MDL Judge Grants Summary Judgment in All Tylenol Lawsuits Over Autism, ADHD

Court determines that families do not have sufficiently reliable expert witness testimony to convince juries Tylenol use during pregnancy causes ADHD in children.

A U.S. District Judge has ruled that all Tylenol lawsuits brought by families of children diagnosed with attention deficit hyperactivity disorder (ADHD) or autism will be dismissed, after determining that plaintiffs cannot use a “piecemeal” approach to establish that use of acetaminophen during pregnancy causes developmental disorders in children.

Pregnant women have regularly used Tylenol (acetaminophen) during pregnancy for decades, believing that it is safe for unborn children. However, following the publication of various studies in recent years, hundreds of lawsuits have been filed by families nationwide, claiming that prenatal exposure to acetaminophen caused unborn children to develop severe ADHD and autism.

Due to common questions of fact and law raised in complaints brought throughout the federal court system, all Tylenol autism and ADHD lawsuits have been centralized before one judge since October 2022, with U.S. District Judge Denise Cote presiding over all coordinated discovery and pretrial proceedings in the Southern District of New York, as part of a federal multidistrict litigation (MDL).

However, throughout the process, Judge Cote has rejected expert witness testimony proposed by plaintiffs, which was needed to clear the cases for trial.

In December 2023, Judge Cote issued an order excluding plaintiffs’ expert witnesses from testifying about Tylenol pregnancy side effects, dismissing about 550 claims. However, a number of plaintiffs who filed claims after that date attempted to press on with just the Tylenol ADHD injury claims, indicating they planned on using different expert witnesses to prove the connection between Tylenol and ADHD.

In March, Judge Cote issued a court order allowing plaintiffs who filed Tylenol ADHD lawsuits after January 12, known as the Mota plaintiffs, to present arguments to the court on whether Dr. Roberta B. Ness could serve as an expert witness to establish causation in those cases.
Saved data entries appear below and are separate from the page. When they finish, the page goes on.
PR #161, opened 2022-09-26
adds google analytics tracking

spark33:


pages/_document.tsx
```diff
@@ -68,6 +68,24 @@ export default class AppDocument extends Document {
...
 
           <link rel="icon" href="/favicon.ico" />
+
+          {/* Global Site Tag (gtag.js) - Google Analytics */}
+          <script
+            async
+            src={`https://www.googletagmanager.com/gtag/js?id=${process.env.NEXT_PUBLIC_GOOGLE_ANALYTICS}`}
+          />
+          <script
+            dangerouslySetInnerHTML={{
```
TheSonOfThomp, line 78: 😬

utils/googleAnalytics.ts
```diff
@@ -0,0 +1,13 @@
...
+  window.gtag('config', process.env.NEXT_PUBLIC_GOOGLE_ANALYTICS, {
+    page_path: url,
+  })
+}
+
+// log specific events happening.
+export const event = ({ action, params }) => {
+  // @ts-expect-error
+  window.gtag('event', action, params)
+}
```
TheSonOfThomp, line 13: is `event` ever used?

.env.example
```diff
@@ -1,4 +1,5 @@
 CONTENTFUL_ACCESS_TOKEN='<Personal access token>'
 NEXT_PUBLIC_CONTENTFUL_SPACE_ID='s9zggw79q9w3'
 NEXT_PUBLIC_CONTENTFUL_DELIVERY_TOKEN='<Content Delivery API - access token>'
-NEXT_PUBLIC_CONTENTFUL_PREVIEW_TOKEN='<Content Preview API - access token>'
\ No newline at end of file
+NEXT_PUBLIC_CONTENTFUL_PREVIEW_TOKEN='<Content Preview API - access token>'
+NEXT_PUBLIC_GOOGLE_ANALYTICS='<Tracking_ID>'
```
TheSonOfThomp, line 5: Will there be an error if this is not added?

TheSonOfThomp (approved):

.env.example
spark33: There should just be a console warning I believe!

utils/googleAnalytics.ts
spark33: I think it might not be used today, but I've been discussing potentially doing more with Google Analytics with Dave, so I figured I'd keep it here for reference.

pages/_document.tsx
spark33: This should be fine here in terms of XSS protection since we're not handling any user input!

PR #164, opened 2022-09-27
Rollback to React 17

TheSonOfThomp:
Most LG components don't support React 18 yet. We probably shouldn't upgrade yet


spark33:
Closing based on our discussion. We'll want to make sure we're catching any component-level issues with having the website run on React 18 so the entire website doesn't crash when the component instance in our `LiveExample` has issues, but using React 18 ourselves should help us ensure that all of our components are React 18-friendly.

Defendants objected to the use of Dr. Ness, questioning her experience and the evidence she has used to conclude prenatal exposure to acetaminophen causes ADHD or autism. On July 10, Judge Cote agreed, ruling that Dr. Ness could not speak before juries on Tylenol ADHD and autism causation.

In a move that was anticipated after the ruling, Judge Cote issued an opinion and order (PDF) on August 20, granting summary judgment for all defendants in the litigation and directing the clerk to dismiss all remaining lawsuits pending in the MDL.

“Plaintiffs in this MDL have presented six experts to opine that prenatal exposure to acetaminophen can cause ADHD and/or ASD,” Judge Cote wrote. “The Court carefully considered each expert’s proffered testimony and determined, in two separate opinions, that none of these experts presented reliable testimony on general causation.”

Judge Cote indicated that the dismissal of expert witnesses has left plaintiffs with a piecemeal approach to present causation arguments to juries, which she said was insufficient to justify allowing the claims to move forward.

It is likely that plaintiffs will appeal this latest ruling, as they are appealing the previous summary judgment. However, unless they are able to convince a higher court that the expert witnesses were improperly excluded from testifying, the latest ruling will likely spell the end of Tylenol ADHD and autism lawsuits at the federal level.